### Work instructions
Your answer must be an exact repetition of every record.

(Saved entries)
════════════════════
PR #5555, opened 2022-07-21
[BUGFIX] Update logic used in `DataContext.__init__()` to persist `data_context_id`

cdkini:
- This PR ensures that if we have a difference between our`project_config` and `self.config` and that difference stems from `anonymous_usage_statistics`, we save changes to disk in the `DataContext` constructor to ensure persistent values for subsequent uses of GX.
- If the difference stems from a global override (conf file or env var), we don't consider that to be a true diff and therefore don't trigger a save to disk. The reason behind this is the fact that those values are dynamic and should remain so - saving to disk makes them static.

### Definition of Done


great_expectations/data_context/data_context/data_context.py
```diff
@@ -363,13 +363,63 @@ def __init__(
             ge_cloud_config=ge_cloud_config,
         )
 
-        # save project config if data_context_id auto-generated or global config values applied
-        project_config_dict = dataContextConfigSchema.dump(project_config)
+        # Save project config if data_context_id auto-generated
+        if self._check_for_usage_stats_sync(project_config):
+            self._save_project_config()
+
+    def _check_for_usage_stats_sync(self, project_config: DataContextConfig) -> bool:
```
Kilo59, line 370: Do we account for differences in how arrays/list items are ordered?

`["foo", "bar"] != ["bar", "foo"]`

I don't have enough context to know if we need to care about that. Or even if configs have nested lists.

Kilo59 (approved):

anthonyburdi (approved):

great_expectations/data_context/data_context/data_context.py
Kilo59: Also on the subject of diffs.
This is a really great (and light-weight) pytest-plugin for visualizing diffs on `assert ==` failures.
https://github.com/hjwp/pytest-icdiff

Granted there aren't actually any test `==` checks in this PR 😄 .

cdkini: ordering shouldn't matter here! and I loveeee that pytest plugin haha good call!

PR #5559, opened 2022-07-21
[MAINTENANCE] Refactor `DataContext.__init__` to initialize datasources utilizing a given `DataContextConfig`

cdkini:
- Regardless of which context you are using, datasource initialization should stem from the input config object. This is how it worked in the past but was refactored as part of the `DatasourceStore` work. The current implementation leverages the `DatasourceStore` to populate the `DataContext`'s datasource cache; this came to our attention when we tried to make a series of GET requests to the Cloud backend to populate our datasource cache - why make additional requests when we already have the information we need from our first `GET` to retrieve the project config?

### Definition of Done

### DIFF
--- a/great_expectations/data_context/data_context/abstract_data_context.py
+++ b/great_expectations/data_context/data_context/abstract_data_context.py
@@ -1473,9 +1473,14 @@ class AbstractDataContext(ABC):
 
     def _init_datasources(self) -> None:
         """Initialize the datasources in store"""
-        datasource_name: str
-        datasource_config: DatasourceConfig
-        for datasource_name, datasource_config in self.config.datasources.items():
+        config: DataContextConfig = self.get_config_with_variables_substituted(
+            self.config
+        )
+        datasources: Dict[str, DatasourceConfig] = cast(
+            Dict[str, DatasourceConfig], config.datasources
+        )
+
+        for datasource_name, datasource_config in datasources.items():
             try:
                 config = copy.deepcopy(datasource_config)
                 config_dict = dict(datasourceConfigSchema.dump(config))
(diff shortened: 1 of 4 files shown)


great_expectations/data_context/data_context/abstract_data_context.py
```diff
@@ -1473,19 +1473,20 @@ def _initialize_usage_statistics(
...
+        for datasource_name, datasource_config in datasources.items():
             try:
-                datasource: Optional[
-                    Union[LegacyDatasource, BaseDatasource]
-                ] = self.get_datasource(datasource_name=datasource_name)
+                config = copy.deepcopy(datasource_config)
+                config_dict = dict(datasourceConfigSchema.dump(config))
+                datasource = self._instantiate_datasource_from_config(
+                    name=datasource_name, config=config_dict
+                )
```
cdkini, line 1489: This is all legacy code - instead of iterating through the store's keys (which makes `GET` requests in a Cloud-context), we simply want to use the config we have. There's no point in making subsequent requests if the first request we made as part of `DataContext.__init__` already has the information we need.

tests/conftest.py
```diff
@@ -2334,12 +2334,7 @@ def empty_ge_cloud_data_context_config(
 
 
 @pytest.fixture
-@mock.patch(
-    "great_expectations.data_context.store.DatasourceStore.list_keys",
-    return_value=[],
-)
 def empty_cloud_data_context(
-    mock_list_keys: mock.MagicMock,  # Avoid making a call to Cloud backend during datasource instantiation
```
cdkini: No longer making external requests with datasource init so we remove the mock.

great_expectations/data_context/data_context/abstract_data_context.py
Shinnnyshinshin: Love it

tests/conftest.py
Shinnnyshinshin: Love it

Shinnnyshinshin (approved):
A really big fan of these changes. Thanks for the discussion around this @cdkini and @anthonyburdi

PR #5566, opened 2022-07-22
[MAINTENANCE] Update `DataContextVariables` `__str__` and `__repr__` to only include config

cdkini:
- As variables are a lightweight wrapper around a `DataContextConfig`, we want to make sure we're only showing that information to the user.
════════════════════
### Solution below
PR #5555, opened 2022-07-21
[BUGFIX] Update logic used in `DataContext.__init__()` to persist `data_context_id`

cdkini:
- This PR ensures that if we have a difference between our`project_config` and `self.config` and that difference stems from `anonymous_usage_statistics`, we save changes to disk in the `DataContext` constructor to ensure persistent values for subsequent uses of GX.
- If the difference stems from a global override (conf file or env var), we don't consider that to be a true diff and therefore don't trigger a save to disk. The reason behind this is the fact that those values are dynamic and should remain so - saving to disk makes them static.

### Definition of Done


great_expectations/data_context/data_context/data_context.py
```diff
@@ -363,13 +363,63 @@ def __init__(
             ge_cloud_config=ge_cloud_config,
         )
 
-        # save project config if data_context_id auto-generated or global config values applied
-        project_config_dict = dataContextConfigSchema.dump(project_config)
+        # Save project config if data_context_id auto-generated
+        if self._check_for_usage_stats_sync(project_config):
+            self._save_project_config()
+
+    def _check_for_usage_stats_sync(self, project_config: DataContextConfig) -> bool:
```
Kilo59, line 370: Do we account for differences in how arrays/list items are ordered?

`["foo", "bar"] != ["bar", "foo"]`

I don't have enough context to know if we need to care about that. Or even if configs have nested lists.

Kilo59 (approved):

anthonyburdi (approved):

great_expectations/data_context/data_context/data_context.py
Kilo59: Also on the subject of diffs.
This is a really great (and light-weight) pytest-plugin for visualizing diffs on `assert ==` failures.
https://github.com/hjwp/pytest-icdiff

Granted there aren't actually any test `==` checks in this PR 😄 .

cdkini: ordering shouldn't matter here! and I loveeee that pytest plugin haha good call!

PR #5559, opened 2022-07-21
[MAINTENANCE] Refactor `DataContext.__init__` to initialize datasources utilizing a given `DataContextConfig`

cdkini:
- Regardless of which context you are using, datasource initialization should stem from the input config object. This is how it worked in the past but was refactored as part of the `DatasourceStore` work. The current implementation leverages the `DatasourceStore` to populate the `DataContext`'s datasource cache; this came to our attention when we tried to make a series of GET requests to the Cloud backend to populate our datasource cache - why make additional requests when we already have the information we need from our first `GET` to retrieve the project config?

### Definition of Done

### DIFF
--- a/great_expectations/data_context/data_context/abstract_data_context.py
+++ b/great_expectations/data_context/data_context/abstract_data_context.py
@@ -1473,9 +1473,14 @@ class AbstractDataContext(ABC):
 
     def _init_datasources(self) -> None:
         """Initialize the datasources in store"""
-        datasource_name: str
-        datasource_config: DatasourceConfig
-        for datasource_name, datasource_config in self.config.datasources.items():
+        config: DataContextConfig = self.get_config_with_variables_substituted(
+            self.config
+        )
+        datasources: Dict[str, DatasourceConfig] = cast(
+            Dict[str, DatasourceConfig], config.datasources
+        )
+
+        for datasource_name, datasource_config in datasources.items():
             try:
                 config = copy.deepcopy(datasource_config)
                 config_dict = dict(datasourceConfigSchema.dump(config))
(diff shortened: 1 of 4 files shown)


great_expectations/data_context/data_context/abstract_data_context.py
```diff
@@ -1473,19 +1473,20 @@ def _initialize_usage_statistics(
...
+        for datasource_name, datasource_config in datasources.items():
             try:
-                datasource: Optional[
-                    Union[LegacyDatasource, BaseDatasource]
-                ] = self.get_datasource(datasource_name=datasource_name)
+                config = copy.deepcopy(datasource_config)
+                config_dict = dict(datasourceConfigSchema.dump(config))
+                datasource = self._instantiate_datasource_from_config(
+                    name=datasource_name, config=config_dict
+                )
```
cdkini, line 1489: This is all legacy code - instead of iterating through the store's keys (which makes `GET` requests in a Cloud-context), we simply want to use the config we have. There's no point in making subsequent requests if the first request we made as part of `DataContext.__init__` already has the information we need.

tests/conftest.py
```diff
@@ -2334,12 +2334,7 @@ def empty_ge_cloud_data_context_config(
 
 
 @pytest.fixture
-@mock.patch(
-    "great_expectations.data_context.store.DatasourceStore.list_keys",
-    return_value=[],
-)
 def empty_cloud_data_context(
-    mock_list_keys: mock.MagicMock,  # Avoid making a call to Cloud backend during datasource instantiation
```
cdkini: No longer making external requests with datasource init so we remove the mock.

great_expectations/data_context/data_context/abstract_data_context.py
Shinnnyshinshin: Love it

tests/conftest.py
Shinnnyshinshin: Love it

Shinnnyshinshin (approved):
A really big fan of these changes. Thanks for the discussion around this @cdkini and @anthonyburdi

PR #5566, opened 2022-07-22
[MAINTENANCE] Update `DataContextVariables` `__str__` and `__repr__` to only include config

cdkini:
- As variables are a lightweight wrapper around a `DataContextConfig`, we want to make sure we're only showing that information to the user.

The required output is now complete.